■ Required action
Of all the entries below, retype only the lines from the one with "2. For each" through the one with "I tried to implement", exactly as they appear.

■ Information

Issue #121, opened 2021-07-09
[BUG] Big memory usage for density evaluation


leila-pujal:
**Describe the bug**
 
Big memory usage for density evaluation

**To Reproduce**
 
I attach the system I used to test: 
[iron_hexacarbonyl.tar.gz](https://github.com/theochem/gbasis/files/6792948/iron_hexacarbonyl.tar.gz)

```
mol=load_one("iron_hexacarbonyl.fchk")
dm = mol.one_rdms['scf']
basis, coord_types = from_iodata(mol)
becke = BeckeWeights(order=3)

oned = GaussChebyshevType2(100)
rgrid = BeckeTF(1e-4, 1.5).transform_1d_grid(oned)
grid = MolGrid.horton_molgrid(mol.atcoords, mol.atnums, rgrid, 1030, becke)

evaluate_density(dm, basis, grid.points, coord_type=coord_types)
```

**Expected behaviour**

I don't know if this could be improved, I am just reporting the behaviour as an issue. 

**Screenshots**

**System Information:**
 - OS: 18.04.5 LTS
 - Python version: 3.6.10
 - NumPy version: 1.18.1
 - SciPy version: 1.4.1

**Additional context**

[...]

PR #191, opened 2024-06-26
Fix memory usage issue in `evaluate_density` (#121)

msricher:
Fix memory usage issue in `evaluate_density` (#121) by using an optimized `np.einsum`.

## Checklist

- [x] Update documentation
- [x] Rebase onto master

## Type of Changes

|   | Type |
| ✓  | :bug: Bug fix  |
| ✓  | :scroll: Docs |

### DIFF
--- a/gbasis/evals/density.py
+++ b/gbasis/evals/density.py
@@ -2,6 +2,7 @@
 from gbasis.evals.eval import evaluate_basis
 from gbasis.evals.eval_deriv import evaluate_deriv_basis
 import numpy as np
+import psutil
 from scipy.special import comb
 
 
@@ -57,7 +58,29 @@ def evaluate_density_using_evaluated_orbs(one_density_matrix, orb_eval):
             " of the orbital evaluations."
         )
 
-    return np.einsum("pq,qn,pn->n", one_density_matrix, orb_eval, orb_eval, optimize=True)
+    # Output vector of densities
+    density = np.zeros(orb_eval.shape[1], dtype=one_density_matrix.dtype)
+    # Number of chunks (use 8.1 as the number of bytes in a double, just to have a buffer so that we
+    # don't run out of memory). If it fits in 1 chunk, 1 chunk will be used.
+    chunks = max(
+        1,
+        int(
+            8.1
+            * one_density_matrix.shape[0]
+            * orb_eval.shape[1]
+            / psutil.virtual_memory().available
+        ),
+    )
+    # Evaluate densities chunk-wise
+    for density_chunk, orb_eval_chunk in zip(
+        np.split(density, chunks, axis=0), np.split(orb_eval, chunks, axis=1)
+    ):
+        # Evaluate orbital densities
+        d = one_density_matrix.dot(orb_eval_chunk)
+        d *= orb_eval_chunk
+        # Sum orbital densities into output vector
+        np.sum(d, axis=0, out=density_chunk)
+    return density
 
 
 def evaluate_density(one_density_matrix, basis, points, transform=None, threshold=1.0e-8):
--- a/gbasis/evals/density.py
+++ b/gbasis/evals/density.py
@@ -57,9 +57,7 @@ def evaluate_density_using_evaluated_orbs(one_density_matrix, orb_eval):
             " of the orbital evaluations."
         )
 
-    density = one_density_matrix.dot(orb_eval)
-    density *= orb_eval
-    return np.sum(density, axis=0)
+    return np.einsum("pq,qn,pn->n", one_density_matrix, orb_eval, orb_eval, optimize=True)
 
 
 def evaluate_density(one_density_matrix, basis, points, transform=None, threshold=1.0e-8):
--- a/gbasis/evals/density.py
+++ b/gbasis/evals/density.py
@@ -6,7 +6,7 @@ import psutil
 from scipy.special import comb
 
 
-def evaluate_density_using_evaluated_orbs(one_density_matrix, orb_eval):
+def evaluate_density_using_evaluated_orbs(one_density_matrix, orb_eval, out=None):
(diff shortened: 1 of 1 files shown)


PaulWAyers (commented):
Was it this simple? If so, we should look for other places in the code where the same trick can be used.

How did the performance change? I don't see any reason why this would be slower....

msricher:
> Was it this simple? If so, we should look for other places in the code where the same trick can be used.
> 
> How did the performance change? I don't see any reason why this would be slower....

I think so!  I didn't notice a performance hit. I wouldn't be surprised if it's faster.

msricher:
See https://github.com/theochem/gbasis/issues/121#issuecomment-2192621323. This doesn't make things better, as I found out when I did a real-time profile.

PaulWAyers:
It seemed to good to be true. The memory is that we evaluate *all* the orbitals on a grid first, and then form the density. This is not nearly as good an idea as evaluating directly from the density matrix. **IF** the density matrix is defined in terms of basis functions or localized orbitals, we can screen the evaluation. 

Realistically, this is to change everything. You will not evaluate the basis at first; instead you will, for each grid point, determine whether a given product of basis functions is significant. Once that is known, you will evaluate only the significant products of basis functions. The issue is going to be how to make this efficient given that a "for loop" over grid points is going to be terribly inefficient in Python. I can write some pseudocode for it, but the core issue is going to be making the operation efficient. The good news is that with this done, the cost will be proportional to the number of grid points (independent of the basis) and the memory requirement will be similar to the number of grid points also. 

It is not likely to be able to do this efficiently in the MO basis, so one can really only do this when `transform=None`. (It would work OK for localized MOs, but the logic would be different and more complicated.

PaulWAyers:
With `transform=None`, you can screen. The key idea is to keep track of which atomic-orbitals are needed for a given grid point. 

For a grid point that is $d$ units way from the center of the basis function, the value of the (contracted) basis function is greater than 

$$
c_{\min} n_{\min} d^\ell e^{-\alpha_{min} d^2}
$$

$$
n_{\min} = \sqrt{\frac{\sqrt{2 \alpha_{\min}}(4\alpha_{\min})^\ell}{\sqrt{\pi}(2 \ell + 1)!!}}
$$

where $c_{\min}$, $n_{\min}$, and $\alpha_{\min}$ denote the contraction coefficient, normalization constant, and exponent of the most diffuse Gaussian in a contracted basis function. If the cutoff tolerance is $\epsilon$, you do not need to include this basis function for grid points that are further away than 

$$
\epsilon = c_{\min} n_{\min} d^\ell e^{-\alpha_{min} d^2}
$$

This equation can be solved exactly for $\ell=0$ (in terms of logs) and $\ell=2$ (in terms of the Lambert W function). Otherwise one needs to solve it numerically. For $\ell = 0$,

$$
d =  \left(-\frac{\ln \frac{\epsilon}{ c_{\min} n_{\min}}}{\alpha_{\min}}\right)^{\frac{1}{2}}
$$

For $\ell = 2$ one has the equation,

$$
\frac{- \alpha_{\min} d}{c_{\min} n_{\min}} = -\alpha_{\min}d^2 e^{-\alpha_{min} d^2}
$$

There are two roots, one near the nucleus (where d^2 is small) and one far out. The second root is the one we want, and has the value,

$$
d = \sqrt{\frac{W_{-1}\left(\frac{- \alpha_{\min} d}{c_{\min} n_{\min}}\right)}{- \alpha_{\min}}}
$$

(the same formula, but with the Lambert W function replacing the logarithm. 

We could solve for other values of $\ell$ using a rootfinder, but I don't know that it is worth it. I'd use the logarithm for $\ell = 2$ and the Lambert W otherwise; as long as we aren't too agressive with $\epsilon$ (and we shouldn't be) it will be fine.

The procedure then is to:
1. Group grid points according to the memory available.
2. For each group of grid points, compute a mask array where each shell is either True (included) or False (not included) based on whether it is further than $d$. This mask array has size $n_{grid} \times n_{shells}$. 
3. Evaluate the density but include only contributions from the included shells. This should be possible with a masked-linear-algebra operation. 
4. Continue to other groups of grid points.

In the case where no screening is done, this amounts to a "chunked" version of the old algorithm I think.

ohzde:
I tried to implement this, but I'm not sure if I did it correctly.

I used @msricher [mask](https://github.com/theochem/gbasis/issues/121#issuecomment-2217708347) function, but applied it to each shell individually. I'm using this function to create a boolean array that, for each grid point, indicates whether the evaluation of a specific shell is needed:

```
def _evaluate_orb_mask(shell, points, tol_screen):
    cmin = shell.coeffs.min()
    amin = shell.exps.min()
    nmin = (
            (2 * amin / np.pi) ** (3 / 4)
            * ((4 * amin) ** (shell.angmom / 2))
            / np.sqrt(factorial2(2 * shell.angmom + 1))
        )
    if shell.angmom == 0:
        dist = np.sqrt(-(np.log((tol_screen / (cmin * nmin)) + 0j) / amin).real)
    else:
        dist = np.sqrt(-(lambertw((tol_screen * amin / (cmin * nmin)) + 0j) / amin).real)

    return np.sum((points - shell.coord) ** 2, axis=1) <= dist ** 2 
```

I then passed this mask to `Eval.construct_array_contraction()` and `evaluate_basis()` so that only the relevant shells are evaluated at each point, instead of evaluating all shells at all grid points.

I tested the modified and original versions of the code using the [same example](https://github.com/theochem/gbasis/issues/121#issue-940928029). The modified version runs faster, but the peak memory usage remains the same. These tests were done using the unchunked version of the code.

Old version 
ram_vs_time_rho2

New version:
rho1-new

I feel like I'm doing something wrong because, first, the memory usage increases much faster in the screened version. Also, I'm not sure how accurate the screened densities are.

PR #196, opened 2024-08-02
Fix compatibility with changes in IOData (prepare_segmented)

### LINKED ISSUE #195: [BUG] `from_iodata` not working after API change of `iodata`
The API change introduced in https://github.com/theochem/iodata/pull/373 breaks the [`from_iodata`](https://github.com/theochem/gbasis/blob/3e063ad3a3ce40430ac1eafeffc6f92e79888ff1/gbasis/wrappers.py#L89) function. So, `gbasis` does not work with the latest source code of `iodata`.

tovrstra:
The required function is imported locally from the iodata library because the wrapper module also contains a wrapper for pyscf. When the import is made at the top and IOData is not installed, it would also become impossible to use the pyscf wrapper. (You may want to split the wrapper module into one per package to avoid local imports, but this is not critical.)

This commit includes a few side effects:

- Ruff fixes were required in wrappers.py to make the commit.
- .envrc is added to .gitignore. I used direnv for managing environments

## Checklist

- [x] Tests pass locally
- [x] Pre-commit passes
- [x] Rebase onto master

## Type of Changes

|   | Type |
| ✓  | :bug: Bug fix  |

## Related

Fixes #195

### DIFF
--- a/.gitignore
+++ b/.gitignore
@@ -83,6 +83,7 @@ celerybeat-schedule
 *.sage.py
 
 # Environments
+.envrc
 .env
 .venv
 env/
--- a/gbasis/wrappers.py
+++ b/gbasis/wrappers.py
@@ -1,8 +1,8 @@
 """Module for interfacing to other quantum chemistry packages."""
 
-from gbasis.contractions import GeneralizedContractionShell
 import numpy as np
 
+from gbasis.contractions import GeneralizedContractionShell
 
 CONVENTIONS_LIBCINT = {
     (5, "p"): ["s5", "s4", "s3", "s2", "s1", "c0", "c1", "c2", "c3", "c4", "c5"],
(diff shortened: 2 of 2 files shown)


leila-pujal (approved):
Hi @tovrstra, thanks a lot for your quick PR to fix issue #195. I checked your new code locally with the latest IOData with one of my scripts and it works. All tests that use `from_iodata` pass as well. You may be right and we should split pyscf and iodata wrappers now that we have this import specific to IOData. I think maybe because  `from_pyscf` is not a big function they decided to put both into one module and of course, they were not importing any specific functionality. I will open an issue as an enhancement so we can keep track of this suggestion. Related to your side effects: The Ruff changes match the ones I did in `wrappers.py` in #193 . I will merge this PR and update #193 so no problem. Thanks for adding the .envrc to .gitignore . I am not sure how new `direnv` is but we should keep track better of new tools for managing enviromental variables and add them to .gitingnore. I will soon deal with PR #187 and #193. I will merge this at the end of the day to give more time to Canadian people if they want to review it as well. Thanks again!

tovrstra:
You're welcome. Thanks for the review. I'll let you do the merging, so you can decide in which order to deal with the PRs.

■ Result for this task
2. For each group of grid points, compute a mask array where each shell is either True (included) or False (not included) based on whether it is further than $d$. This mask array has size $n_{grid} \times n_{shells}$. 
3. Evaluate the density but include only contributions from the included shells. This should be possible with a masked-linear-algebra operation. 
4. Continue to other groups of grid points.

In the case where no screening is done, this amounts to a "chunked" version of the old algorithm I think.

ohzde:
I tried to implement this, but I'm not sure if I did it correctly.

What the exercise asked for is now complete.